PROBLEM STATEMENT: Would you print all of the entries word for word?

Collected data:
==*==

PR #1441, opened 2021-06-17
RD-2626 Improve Filters spec to be more robust by more precise dropdown option selection

qooban:
### Changes

Instead of waiting for the part which is generic, we are now waiting for the exact value in the dropdown option.

### System Tests

Filters spec passed locally two times in a row.

[Stage-UI-System-Test/797](https://jenkins.cloudify.co/blue/organizations/jenkins/Stage-UI-System-Test/detail/Stage-UI-System-Test/797/pipeline) (only Filters spec)
```
[2021-06-17T11:40:19.231Z]        Spec                                              Tests  Passing  Failing  Pending  Skipped  
[2021-06-17T11:40:19.231Z]   ┌────────────────────────────────────────────────────────────────────────────────────────────────┐
[2021-06-17T11:40:19.231Z]   │ ✔  widgets/filters_spec.ts                  01:35       19       19        -        -        - │
[2021-06-17T11:40:19.231Z]   └────────────────────────────────────────────────────────────────────────────────────────────────┘
[2021-06-17T11:40:19.231Z]     ✔  All specs passed!                        01:35       19       19        -        -        -  
```

### DIFF
--- a/test/cypress/integration/widgets/filters_spec.ts
+++ b/test/cypress/integration/widgets/filters_spec.ts
@@ -439,7 +439,7 @@ describe('Filters widget', () => {
                             cy.get('input').type(`${value}`);
                             if (withAutocomplete) cy.wait(`@valueSearch_${value}`);
 
-                            if (isNew) cy.contains('[role="option"]', 'Add ').click();
+                            if (isNew) cy.contains('[role="option"]', `Add ${value}`).click();
                             else cy.get(`div[option-value="${value}"]`).click();
 
                             cy.get(`.label[value="${value}"]`).should('exist');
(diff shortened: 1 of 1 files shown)


kubama (approved):

Gelio (approved):
The change looks good, but do you think this is the root cause? I thought that the problem was with `.within` capturing some DOM node that then is removed, and all assertions fail inside, since that parent node is no longer mounted.

I don't know whether this is the case, I did not check myself, but that's how I interpreted the error :smile: I recently also had a problem with Cypress retrying some command on the wrong parent node instead of retrying multiple commands, that's why I am raising this topic :slightly_smiling_face: 

Anyway, this is a good improvement, so we may as well merge it and not spend more time on it :slightly_smiling_face:

qooban:
> The change looks good, but do you think this is the root cause? I thought that the problem was with .within capturing some DOM node that then is removed, and all assertions fail inside, since that parent node is no longer mounted.

I don't think the problem was with `.within` capturing. Actually looking few times at the video from the failing test I think right now that the problem comes from re-render happened too late after fetch was finished which caused small blink ("New key edition" option disappeared for some short time). So my fix can help (as the text to find is a bit longer), but not necessarily.

> Anyway, this is a good improvement, so we may as well merge it and not spend more time on it slightly_smiling_face

Yeah, that's also my assumption. Let's not spend more time on it and see how it works.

==*==

EXERCISE SOLUTION:
PR #1441, opened 2021-06-17
RD-2626 Improve Filters spec to be more robust by more precise dropdown option selection

qooban:
### Changes

Instead of waiting for the part which is generic, we are now waiting for the exact value in the dropdown option.

### System Tests

Filters spec passed locally two times in a row.

[Stage-UI-System-Test/797](https://jenkins.cloudify.co/blue/organizations/jenkins/Stage-UI-System-Test/detail/Stage-UI-System-Test/797/pipeline) (only Filters spec)
```
[2021-06-17T11:40:19.231Z]        Spec                                              Tests  Passing  Failing  Pending  Skipped  
[2021-06-17T11:40:19.231Z]   ┌────────────────────────────────────────────────────────────────────────────────────────────────┐
[2021-06-17T11:40:19.231Z]   │ ✔  widgets/filters_spec.ts                  01:35       19       19        -        -        - │
[2021-06-17T11:40:19.231Z]   └────────────────────────────────────────────────────────────────────────────────────────────────┘
[2021-06-17T11:40:19.231Z]     ✔  All specs passed!                        01:35       19       19        -        -        -  
```

### DIFF
--- a/test/cypress/integration/widgets/filters_spec.ts
+++ b/test/cypress/integration/widgets/filters_spec.ts
@@ -439,7 +439,7 @@ describe('Filters widget', () => {
                             cy.get('input').type(`${value}`);
                             if (withAutocomplete) cy.wait(`@valueSearch_${value}`);
 
-                            if (isNew) cy.contains('[role="option"]', 'Add ').click();
+                            if (isNew) cy.contains('[role="option"]', `Add ${value}`).click();
                             else cy.get(`div[option-value="${value}"]`).click();
 
                             cy.get(`.label[value="${value}"]`).should('exist');
(diff shortened: 1 of 1 files shown)


kubama (approved):

Gelio (approved):
The change looks good, but do you think this is the root cause? I thought that the problem was with `.within` capturing some DOM node that then is removed, and all assertions fail inside, since that parent node is no longer mounted.

I don't know whether this is the case, I did not check myself, but that's how I interpreted the error :smile: I recently also had a problem with Cypress retrying some command on the wrong parent node instead of retrying multiple commands, that's why I am raising this topic :slightly_smiling_face: 

Anyway, this is a good improvement, so we may as well merge it and not spend more time on it :slightly_smiling_face:

qooban:
> The change looks good, but do you think this is the root cause? I thought that the problem was with .within capturing some DOM node that then is removed, and all assertions fail inside, since that parent node is no longer mounted.

I don't think the problem was with `.within` capturing. Actually looking few times at the video from the failing test I think right now that the problem comes from re-render happened too late after fetch was finished which caused small blink ("New key edition" option disappeared for some short time). So my fix can help (as the text to find is a bit longer), but not necessarily.

> Anyway, this is a good improvement, so we may as well merge it and not spend more time on it slightly_smiling_face

Yeah, that's also my assumption. Let's not spend more time on it and see how it works.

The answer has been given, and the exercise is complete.